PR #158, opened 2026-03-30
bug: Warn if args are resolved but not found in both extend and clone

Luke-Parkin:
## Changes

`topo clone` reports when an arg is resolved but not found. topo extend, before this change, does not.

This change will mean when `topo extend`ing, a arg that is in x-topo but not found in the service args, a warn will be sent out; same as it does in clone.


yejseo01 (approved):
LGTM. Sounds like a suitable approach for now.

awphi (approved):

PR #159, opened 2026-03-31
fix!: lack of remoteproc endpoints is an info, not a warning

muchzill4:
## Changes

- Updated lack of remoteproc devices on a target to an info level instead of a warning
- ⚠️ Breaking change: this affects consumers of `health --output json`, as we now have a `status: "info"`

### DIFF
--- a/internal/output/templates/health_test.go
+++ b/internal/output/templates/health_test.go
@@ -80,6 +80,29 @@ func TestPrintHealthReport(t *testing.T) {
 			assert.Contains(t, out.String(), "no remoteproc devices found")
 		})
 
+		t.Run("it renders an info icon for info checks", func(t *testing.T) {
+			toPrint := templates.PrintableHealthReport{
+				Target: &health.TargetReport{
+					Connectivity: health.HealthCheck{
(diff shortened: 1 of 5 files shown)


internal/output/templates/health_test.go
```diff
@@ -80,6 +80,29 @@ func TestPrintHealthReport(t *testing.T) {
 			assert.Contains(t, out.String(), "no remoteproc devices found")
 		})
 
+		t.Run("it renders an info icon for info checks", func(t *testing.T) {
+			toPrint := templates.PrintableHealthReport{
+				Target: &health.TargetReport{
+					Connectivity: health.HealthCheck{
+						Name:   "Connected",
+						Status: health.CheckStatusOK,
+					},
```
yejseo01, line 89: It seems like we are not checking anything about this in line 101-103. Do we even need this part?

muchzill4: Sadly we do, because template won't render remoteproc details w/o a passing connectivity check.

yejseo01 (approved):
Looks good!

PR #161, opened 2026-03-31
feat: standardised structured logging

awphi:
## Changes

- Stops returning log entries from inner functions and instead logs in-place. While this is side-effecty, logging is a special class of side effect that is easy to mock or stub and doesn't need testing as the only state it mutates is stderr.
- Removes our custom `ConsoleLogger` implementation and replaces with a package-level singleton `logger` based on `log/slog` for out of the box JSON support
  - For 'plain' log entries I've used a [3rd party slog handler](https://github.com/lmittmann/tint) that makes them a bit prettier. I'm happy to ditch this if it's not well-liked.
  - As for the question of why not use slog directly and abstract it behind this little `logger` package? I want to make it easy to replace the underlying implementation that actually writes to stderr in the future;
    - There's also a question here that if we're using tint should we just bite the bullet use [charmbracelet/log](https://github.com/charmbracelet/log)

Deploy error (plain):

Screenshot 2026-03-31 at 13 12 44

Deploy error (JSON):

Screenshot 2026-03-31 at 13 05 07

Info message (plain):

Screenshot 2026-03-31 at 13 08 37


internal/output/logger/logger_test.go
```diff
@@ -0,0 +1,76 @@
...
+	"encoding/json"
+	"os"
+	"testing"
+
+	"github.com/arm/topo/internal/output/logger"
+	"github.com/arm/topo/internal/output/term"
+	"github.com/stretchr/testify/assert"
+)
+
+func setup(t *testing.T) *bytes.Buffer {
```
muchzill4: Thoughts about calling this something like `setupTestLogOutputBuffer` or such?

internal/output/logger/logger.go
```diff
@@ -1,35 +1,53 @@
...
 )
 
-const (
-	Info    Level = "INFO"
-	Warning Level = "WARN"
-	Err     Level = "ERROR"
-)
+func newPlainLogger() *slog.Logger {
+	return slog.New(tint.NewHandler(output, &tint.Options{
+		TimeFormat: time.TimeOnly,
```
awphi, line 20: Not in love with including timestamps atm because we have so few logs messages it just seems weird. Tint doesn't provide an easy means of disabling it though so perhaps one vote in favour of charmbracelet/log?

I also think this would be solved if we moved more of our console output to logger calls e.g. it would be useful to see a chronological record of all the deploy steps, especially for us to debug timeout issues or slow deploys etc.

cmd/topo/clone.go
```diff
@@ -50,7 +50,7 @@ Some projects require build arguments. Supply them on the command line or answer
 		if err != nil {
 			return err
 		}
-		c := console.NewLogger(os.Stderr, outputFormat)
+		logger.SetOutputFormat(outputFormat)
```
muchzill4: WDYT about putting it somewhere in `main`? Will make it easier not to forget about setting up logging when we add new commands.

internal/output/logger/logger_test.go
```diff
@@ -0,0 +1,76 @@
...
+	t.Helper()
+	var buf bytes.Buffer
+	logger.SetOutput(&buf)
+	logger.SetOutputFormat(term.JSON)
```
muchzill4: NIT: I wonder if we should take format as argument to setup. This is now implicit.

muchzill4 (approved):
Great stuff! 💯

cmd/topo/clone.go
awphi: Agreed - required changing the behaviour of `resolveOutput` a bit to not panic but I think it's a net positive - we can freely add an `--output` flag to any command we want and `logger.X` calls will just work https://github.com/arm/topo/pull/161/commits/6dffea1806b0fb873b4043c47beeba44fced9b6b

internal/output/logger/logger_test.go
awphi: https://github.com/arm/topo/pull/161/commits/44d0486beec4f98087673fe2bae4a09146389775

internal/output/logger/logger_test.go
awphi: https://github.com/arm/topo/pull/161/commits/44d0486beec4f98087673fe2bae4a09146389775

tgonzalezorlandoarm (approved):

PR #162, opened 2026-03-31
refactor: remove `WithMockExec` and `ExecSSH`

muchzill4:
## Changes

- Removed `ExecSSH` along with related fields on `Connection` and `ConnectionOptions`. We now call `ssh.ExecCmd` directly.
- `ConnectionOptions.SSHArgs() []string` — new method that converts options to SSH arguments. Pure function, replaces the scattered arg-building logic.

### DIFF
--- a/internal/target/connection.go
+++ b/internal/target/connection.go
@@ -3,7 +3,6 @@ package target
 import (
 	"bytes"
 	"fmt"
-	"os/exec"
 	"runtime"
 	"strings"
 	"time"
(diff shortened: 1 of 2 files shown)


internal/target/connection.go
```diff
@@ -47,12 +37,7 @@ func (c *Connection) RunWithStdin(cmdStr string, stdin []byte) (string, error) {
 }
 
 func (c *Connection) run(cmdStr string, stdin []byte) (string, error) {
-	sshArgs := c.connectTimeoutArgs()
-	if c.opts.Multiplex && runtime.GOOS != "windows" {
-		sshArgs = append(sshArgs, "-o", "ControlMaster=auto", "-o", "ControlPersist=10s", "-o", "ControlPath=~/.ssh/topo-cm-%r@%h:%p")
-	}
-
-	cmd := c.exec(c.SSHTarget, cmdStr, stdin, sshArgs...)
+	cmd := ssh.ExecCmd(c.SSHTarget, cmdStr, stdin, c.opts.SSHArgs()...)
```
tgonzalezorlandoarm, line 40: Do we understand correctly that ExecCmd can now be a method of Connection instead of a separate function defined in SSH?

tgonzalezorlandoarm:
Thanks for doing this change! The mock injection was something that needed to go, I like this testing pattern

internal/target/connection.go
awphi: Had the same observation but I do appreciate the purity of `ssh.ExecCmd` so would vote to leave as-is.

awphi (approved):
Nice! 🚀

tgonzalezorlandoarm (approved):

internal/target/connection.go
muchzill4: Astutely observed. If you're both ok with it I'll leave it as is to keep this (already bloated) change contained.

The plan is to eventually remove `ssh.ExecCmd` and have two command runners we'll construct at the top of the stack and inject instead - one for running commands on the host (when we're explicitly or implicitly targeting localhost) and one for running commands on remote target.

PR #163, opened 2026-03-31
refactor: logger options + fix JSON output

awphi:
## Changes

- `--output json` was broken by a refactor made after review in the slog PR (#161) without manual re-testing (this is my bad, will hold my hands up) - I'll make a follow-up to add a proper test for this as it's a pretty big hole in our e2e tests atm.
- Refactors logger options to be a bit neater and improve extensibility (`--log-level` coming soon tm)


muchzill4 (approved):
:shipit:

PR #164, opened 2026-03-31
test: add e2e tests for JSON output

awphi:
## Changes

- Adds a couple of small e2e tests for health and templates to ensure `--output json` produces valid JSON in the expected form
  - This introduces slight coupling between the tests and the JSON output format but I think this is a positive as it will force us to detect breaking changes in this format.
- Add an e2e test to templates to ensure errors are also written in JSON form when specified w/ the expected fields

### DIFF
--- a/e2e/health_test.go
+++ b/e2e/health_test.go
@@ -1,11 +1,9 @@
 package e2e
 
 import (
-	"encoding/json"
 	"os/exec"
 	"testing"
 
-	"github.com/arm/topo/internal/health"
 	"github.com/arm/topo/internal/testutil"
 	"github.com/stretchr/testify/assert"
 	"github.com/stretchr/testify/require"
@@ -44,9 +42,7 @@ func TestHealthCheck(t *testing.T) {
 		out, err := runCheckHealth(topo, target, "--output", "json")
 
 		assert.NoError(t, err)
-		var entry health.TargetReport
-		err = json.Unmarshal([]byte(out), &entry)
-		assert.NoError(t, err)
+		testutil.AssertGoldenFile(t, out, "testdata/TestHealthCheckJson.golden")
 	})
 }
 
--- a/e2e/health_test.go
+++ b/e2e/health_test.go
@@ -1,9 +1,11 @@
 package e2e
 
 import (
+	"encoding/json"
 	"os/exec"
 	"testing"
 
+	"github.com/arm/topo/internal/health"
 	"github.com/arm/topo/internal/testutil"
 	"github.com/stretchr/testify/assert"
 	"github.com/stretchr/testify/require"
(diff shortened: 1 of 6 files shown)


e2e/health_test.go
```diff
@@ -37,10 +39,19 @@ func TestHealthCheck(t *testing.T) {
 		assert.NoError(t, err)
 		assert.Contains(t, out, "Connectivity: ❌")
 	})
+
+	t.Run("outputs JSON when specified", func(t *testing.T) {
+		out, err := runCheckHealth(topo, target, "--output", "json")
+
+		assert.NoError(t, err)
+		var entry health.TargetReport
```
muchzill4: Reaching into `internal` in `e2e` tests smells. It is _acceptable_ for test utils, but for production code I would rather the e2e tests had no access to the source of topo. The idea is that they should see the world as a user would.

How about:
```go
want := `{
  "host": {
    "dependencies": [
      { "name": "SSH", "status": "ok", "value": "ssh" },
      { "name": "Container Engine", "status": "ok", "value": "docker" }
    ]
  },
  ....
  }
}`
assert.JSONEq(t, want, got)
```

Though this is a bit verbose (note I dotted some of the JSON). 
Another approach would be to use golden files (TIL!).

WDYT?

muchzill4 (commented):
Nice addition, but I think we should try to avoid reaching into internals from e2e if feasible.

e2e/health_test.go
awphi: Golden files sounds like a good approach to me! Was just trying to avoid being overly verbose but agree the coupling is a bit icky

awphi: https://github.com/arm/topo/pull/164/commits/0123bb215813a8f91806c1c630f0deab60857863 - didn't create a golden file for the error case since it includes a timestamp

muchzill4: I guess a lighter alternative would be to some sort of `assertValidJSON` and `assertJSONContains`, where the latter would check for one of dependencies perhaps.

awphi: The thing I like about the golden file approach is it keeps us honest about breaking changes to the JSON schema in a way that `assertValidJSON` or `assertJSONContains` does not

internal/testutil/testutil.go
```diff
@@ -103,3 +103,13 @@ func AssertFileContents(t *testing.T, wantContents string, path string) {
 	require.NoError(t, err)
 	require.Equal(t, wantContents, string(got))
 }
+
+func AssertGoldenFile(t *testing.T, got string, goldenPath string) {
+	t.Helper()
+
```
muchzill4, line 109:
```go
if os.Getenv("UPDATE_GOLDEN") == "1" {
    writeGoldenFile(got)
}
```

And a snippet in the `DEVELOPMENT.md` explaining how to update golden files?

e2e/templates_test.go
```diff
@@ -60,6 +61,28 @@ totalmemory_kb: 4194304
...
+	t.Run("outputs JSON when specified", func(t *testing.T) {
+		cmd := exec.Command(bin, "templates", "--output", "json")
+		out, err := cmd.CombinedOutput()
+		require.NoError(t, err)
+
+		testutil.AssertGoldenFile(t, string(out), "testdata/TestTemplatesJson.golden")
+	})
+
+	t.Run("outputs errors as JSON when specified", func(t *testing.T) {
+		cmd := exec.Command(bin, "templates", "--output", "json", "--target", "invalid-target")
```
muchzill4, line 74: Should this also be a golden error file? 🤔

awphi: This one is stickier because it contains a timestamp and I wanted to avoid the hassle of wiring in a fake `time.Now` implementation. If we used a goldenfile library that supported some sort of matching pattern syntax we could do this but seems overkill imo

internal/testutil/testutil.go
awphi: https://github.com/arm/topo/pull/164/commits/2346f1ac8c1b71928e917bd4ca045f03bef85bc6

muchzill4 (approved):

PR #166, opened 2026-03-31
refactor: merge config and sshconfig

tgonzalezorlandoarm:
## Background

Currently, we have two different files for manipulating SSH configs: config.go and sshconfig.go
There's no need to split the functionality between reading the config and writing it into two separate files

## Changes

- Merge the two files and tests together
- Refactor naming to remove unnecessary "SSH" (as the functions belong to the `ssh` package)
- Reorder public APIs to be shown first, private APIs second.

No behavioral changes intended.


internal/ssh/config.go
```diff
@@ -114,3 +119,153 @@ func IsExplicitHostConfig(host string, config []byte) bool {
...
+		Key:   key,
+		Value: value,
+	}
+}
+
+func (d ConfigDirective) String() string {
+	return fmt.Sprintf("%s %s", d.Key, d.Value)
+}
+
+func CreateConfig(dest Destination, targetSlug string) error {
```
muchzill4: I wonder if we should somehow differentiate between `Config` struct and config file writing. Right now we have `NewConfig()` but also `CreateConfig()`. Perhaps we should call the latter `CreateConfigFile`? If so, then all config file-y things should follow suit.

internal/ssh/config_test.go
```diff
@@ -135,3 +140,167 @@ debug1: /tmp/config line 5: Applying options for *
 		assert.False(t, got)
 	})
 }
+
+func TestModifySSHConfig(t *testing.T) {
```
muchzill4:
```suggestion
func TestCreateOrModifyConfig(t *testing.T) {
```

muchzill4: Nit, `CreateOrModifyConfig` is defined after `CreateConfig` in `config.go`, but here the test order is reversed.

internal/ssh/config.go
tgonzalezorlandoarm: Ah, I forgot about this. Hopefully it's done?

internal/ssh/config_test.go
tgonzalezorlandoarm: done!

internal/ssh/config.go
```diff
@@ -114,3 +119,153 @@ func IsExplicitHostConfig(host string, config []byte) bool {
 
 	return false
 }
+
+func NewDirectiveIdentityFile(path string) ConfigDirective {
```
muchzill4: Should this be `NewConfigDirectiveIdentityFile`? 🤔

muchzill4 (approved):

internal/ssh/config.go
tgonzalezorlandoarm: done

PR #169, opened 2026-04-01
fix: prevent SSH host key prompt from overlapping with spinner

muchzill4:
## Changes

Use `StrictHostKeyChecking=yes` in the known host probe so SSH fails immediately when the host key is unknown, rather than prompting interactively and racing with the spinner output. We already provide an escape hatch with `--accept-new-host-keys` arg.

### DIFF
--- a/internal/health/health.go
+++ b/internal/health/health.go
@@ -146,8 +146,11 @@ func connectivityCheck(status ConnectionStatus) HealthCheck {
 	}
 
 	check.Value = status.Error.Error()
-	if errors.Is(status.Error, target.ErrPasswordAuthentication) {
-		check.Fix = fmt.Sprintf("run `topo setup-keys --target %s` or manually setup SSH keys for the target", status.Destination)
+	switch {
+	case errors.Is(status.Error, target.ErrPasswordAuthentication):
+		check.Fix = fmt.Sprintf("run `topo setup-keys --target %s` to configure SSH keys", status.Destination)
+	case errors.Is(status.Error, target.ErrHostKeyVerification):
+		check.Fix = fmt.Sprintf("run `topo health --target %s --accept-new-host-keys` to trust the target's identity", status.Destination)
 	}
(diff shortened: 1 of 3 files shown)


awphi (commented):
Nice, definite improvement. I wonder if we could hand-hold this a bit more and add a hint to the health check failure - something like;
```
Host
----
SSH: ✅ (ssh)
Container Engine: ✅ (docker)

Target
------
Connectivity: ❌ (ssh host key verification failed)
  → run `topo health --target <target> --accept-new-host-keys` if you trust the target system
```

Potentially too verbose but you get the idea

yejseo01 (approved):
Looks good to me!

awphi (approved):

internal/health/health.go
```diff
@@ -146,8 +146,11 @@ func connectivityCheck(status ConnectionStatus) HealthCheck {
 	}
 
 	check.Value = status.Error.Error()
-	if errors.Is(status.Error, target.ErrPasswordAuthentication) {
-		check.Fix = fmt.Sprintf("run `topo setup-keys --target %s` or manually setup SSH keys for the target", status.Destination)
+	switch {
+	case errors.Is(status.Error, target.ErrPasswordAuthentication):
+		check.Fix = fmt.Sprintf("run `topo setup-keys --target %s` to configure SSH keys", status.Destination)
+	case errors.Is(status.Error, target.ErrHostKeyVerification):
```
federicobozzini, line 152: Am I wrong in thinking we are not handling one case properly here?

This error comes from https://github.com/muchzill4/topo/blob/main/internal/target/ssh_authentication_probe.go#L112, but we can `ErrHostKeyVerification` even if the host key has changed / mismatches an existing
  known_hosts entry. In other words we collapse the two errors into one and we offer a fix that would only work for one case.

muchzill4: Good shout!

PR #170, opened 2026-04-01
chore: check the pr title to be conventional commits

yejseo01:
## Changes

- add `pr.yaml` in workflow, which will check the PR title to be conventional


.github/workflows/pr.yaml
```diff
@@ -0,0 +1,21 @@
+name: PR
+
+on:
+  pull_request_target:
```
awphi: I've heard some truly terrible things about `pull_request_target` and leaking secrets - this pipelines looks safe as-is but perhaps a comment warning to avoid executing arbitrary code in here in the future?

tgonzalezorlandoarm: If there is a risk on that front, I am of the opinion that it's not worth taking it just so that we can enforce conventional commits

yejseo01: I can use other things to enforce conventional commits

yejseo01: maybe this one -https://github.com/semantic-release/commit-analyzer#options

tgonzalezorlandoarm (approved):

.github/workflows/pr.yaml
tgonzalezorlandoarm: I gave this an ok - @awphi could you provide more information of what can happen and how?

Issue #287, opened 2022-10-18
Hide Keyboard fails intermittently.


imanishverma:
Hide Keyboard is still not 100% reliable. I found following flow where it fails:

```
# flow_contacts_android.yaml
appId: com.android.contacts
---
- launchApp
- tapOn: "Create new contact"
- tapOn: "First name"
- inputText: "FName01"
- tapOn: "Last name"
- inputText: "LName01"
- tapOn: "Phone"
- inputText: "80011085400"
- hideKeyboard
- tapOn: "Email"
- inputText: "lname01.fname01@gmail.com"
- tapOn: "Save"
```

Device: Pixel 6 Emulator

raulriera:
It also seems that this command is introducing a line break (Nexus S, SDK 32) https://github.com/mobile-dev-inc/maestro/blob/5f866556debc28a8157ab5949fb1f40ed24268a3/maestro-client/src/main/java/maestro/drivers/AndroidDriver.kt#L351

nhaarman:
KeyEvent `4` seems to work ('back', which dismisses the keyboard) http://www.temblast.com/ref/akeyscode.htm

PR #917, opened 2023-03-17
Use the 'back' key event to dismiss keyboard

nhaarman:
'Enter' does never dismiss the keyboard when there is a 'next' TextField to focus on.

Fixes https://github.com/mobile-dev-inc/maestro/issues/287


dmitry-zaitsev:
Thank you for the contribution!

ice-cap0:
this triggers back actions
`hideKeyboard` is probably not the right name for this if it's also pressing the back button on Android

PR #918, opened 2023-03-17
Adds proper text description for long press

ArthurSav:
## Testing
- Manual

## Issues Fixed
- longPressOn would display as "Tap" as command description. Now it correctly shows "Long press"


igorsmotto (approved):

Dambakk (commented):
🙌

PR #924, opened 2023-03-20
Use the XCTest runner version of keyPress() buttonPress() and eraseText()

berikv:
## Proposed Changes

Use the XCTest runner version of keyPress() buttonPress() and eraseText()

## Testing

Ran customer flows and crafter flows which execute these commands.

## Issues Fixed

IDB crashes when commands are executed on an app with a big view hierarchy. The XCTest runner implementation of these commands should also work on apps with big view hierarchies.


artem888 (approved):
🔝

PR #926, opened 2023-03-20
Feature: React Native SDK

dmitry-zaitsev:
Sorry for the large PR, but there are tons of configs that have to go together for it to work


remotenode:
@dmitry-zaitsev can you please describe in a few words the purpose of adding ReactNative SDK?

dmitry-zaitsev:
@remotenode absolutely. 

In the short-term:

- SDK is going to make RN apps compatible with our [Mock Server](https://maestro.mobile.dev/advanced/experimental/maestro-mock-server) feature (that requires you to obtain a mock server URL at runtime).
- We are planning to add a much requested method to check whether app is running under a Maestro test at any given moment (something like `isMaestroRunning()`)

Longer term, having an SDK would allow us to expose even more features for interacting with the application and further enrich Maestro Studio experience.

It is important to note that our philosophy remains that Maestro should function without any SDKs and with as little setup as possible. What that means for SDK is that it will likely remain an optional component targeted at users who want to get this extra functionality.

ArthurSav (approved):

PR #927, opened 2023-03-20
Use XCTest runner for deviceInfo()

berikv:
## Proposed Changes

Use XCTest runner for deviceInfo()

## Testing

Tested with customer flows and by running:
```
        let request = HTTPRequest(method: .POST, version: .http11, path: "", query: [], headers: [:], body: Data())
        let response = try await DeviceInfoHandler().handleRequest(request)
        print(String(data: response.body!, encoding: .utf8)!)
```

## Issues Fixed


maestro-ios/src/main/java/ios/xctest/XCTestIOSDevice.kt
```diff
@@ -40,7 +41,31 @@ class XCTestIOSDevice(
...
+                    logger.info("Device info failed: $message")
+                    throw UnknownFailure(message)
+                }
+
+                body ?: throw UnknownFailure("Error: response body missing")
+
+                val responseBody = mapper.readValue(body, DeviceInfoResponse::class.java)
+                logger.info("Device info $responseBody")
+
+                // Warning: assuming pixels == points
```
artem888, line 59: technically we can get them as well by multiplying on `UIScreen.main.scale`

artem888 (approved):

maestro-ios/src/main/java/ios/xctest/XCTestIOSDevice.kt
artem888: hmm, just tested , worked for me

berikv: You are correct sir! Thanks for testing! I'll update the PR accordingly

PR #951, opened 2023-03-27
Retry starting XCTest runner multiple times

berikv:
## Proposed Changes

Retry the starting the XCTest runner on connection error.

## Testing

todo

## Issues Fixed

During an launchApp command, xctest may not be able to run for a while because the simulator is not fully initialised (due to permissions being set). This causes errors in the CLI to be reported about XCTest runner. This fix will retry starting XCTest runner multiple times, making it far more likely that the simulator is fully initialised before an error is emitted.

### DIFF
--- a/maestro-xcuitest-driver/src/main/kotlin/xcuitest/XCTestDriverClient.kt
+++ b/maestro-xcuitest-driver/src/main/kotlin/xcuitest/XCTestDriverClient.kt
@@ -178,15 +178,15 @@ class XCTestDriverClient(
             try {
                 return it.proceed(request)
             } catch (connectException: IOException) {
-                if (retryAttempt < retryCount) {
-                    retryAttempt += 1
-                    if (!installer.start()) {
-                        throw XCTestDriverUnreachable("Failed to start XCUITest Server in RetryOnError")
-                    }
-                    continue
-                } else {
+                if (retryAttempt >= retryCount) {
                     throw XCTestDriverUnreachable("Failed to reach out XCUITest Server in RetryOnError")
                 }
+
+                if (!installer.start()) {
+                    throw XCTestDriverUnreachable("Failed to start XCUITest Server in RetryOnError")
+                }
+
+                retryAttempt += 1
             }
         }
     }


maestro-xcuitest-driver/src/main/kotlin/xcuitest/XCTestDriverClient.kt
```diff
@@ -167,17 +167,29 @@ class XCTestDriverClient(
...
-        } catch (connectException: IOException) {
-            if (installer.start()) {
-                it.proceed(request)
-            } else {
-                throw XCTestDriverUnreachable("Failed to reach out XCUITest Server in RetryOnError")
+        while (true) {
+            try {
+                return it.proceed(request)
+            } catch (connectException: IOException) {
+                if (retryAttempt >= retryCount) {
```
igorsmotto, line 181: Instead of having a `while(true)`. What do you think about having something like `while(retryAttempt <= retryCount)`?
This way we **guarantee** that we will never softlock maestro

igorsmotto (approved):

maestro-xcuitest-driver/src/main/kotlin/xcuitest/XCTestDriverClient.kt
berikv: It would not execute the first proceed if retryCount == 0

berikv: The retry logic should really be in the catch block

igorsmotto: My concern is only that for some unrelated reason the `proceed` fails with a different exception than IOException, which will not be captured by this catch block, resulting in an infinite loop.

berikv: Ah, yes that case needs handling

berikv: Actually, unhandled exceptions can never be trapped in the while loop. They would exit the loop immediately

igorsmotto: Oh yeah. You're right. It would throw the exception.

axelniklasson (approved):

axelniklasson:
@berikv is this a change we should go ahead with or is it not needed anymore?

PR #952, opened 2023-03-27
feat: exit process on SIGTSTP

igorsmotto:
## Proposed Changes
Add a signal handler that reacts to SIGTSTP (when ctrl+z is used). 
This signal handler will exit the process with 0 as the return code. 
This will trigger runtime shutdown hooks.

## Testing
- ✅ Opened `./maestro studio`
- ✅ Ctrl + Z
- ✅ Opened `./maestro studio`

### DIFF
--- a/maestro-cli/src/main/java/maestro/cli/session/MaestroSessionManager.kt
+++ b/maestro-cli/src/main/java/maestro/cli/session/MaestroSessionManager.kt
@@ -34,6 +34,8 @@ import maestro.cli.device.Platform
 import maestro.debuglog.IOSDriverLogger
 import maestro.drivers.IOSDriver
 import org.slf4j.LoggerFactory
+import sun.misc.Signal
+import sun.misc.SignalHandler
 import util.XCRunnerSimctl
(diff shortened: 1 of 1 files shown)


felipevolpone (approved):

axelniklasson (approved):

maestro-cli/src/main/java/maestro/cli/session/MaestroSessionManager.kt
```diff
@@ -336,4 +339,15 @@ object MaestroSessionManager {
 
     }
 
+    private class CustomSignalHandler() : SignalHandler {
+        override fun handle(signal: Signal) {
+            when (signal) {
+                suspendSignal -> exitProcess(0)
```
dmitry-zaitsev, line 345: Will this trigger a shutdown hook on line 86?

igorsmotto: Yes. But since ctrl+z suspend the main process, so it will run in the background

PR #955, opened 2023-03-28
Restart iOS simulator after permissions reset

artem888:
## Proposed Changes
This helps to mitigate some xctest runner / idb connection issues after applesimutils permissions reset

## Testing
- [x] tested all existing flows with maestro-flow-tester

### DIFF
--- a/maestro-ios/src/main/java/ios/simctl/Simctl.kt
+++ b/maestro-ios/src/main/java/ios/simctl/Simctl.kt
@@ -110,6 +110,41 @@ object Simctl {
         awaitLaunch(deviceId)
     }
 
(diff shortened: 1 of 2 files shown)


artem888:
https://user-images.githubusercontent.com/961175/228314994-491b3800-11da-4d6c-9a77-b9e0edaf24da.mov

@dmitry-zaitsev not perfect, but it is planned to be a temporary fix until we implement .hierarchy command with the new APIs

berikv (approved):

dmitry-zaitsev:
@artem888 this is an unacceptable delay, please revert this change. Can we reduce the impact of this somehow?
═══
**What to produce**: Lines of the data above that include the string "needed" must each be copied.

**Task result**:
Thanks for doing this change! The mock injection was something that needed to go, I like this testing pattern
@berikv is this a change we should go ahead with or is it not needed anymore?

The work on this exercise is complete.